**What you need to do**
For the word "this", count the lines in the records below that include it and give only that number.

**Task input**
PR #349, opened 2019-09-29
Upgrade golangci-lint to v1.19.1

ferhatelmas:
Nothing serious, internal cleanup but some dep upgrades.


corneliusweig:
Other projects seem to have trouble with excessive memory usage in this version. But I think krew is small enough so that it doesn't matter :)
Thanks for contributing this!
/lgtm
/approve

**Exercise output**
2